Winners from Beijing's latest move

Mid-sized banks, less privileged borrowers and savers will benefit most from the introduction of negotiable certificates of deposit, according to economists.

The People’s Bank of China is to allow Chinese commercial banks to issue negotiable certificates of deposit on the interbank market, a breakthrough in the process of the country’s liberalising its interest rate.

China’s central bank currently sets a benchmark rate for deposits and only allows banks to offer interest rates of up to 1.1 times the benchmark level. The issue of NCDs, a savings certificate entitling the bearer to receive interest, will let the market decide the interest of deposits. 

According to PBoC’s rules, the pricing of NCDs will refer to Shanghai’s interbank offered rate (Shibor) and be freely set by markets. The NCDs of a required minimum size of Rmb50 million will have tenors from one month to three years, among which those of less than one-year maturities will be fixed-rate while those with tenors from one year to up to three years will have floating rates.

The rules should have a positive impact on China’s economy as market-determined interest rates should more efficiently allocate precious capital, although financial institutions have already been borrowing from each other in the interbank and bond markets with rates determined by the market.

The market reacted mildly on Monday with shares of the banking sector dropping slightly 0.62% and 0.03% in Shanghai and Hong Kong, while the two composite indexes rose 0.05% and 0.29%, respectively.

However, mid-sized banks performed better than large ones by closing flat or even edging up slightly.
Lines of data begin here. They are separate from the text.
PR #330, opened 2016-09-16
TypeCoerce string to byte[]

aledsage:
An alternative impl would have been to treat the given string as base64 encoded. But I don't think that is what people would expect as the default. However, by using a simple `string.getBytes()` there are two downsides:
* can't pass in some byte array values, e.g. in UI effector parameter (would require base64 for that)
* it's using the default of the JVM (e.g. rather than explicitly using UTF-8)

I think that's good enough though - thoughts?

My use-case is in a test case I wrote for a HTTP client entity, where an effector takes a parameter of type `byte[]` and uses that as the payload of a POST request. The most common situation I think is where one wants to just pass a "normal" string body.

### DIFF
--- a/utils/common/src/main/java/org/apache/brooklyn/util/javalang/coerce/CommonAdaptorTypeCoercions.java
+++ b/utils/common/src/main/java/org/apache/brooklyn/util/javalang/coerce/CommonAdaptorTypeCoercions.java
@@ -92,6 +92,12 @@ public class CommonAdaptorTypeCoercions {
                 return new String(input);
             }
         });
+        registerAdapter(String.class, byte[].class, new Function<String,byte[]>() {
+            @Override
+            public byte[] apply(String input) {
+                return input.getBytes();
+            }
+        });
         registerAdapter(Collection.class, Set.class, new Function<Collection,Set>() {
             @SuppressWarnings("unchecked")
             @Override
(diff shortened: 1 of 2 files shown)


neykov:
@aledsage I suggest that we follow the same approach as for the [data protocol](https://github.com/apache/brooklyn-server/blob/master/core/src/main/java/org/apache/brooklyn/util/core/ResourceUtils.java#L247). The implementation is so "laxed" that it's a superset of what you are currently doing and can be used as a direct replacement. This will accommodate  both string.getBytes() and base64 use cases and will even allow you to specify an encoding.

geomacy:
I've seen problem in previous lives when code wasn't explicit about encodings, so I think it would be good to be explicit in this case.

ahgittin:
@neykov that impl isn't a true superset is it?  it looks at ";" if supplied and does magic with that according to the spec of the `data` protocol.  i don't think that would be appropriate here.

@aledsage the code is fine but i question the use case.  why would an effector take `byte[]` if a string is a sensible thing for a person to supply.  if that's pressing we could introduce a new type `CoercibleFromByteArrayOrString` or give multiple input parameters on the effector.

this type of low-level coercion feels risky as @geomacy says, even by my standards!

aledsage:
Ok, I'll just change the effector parameter to type `String`. That's good enough in my use-case because it's just for a test. (As for the more general use-case, it's for when invoking the effector from the web-console: I can supply a String, but can't supply a `byte[]`. So one could invoke some http POST requests through the web-console if we supported `String->byte[]` conversion, but would need to drop into the REST api for values that are not simple strings).

I will close this PR as it's not worth the hassle, particularly given it's a bit controversial what the right thing is.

China Minsheng Banking and Citic Bank rose 0.11% and 0.04% in the H-share stock market.

Big banks will have to offer attractive rates for funds with the interest rate control lessened. “While some big banks’ net interest margin could be squeezed, some better managed nimble banks could seize the opportunity to expand their client base,” said Lu Ting, the China economist with Bank of America Merrill Lynch.

From the perspective of borrowers, less privileged borrowers, such as private-owned companies or developers, could be less impacted, because they had difficulties in borrowing from banks and counted less on loans for funds.

However, some privileged SOEs might pay higher funding costs, as increasing deposit rates will push up banks’ lending rates, which decreases the SOEs’ earnings on arbitraging, according to Merrill’s Lu.

Chinese savers will become winners from NCD issues because they can get higher rates by investing in those NCDs through access to funds (including mutual funds). Banks will pay interest on NCDs to attract money, while bank deposits rates are still controlled by the PBoC and comparably low in China.

“NCDs will reflect the actual cost of funds more accurately compared with Shibor as their interest rates are trade-based,” said Raymond Yeung, senior economist of Greater China with ANZ.

Yeung also believes that the onshore NCD market will serve as a reference in the long term for pricing of renminbi certificates of deposit in the offshore market, despite their different liquidity conditions. “A fully-developed NCD interest curve will provide a reference to the offshore interest rate,” said Yeung.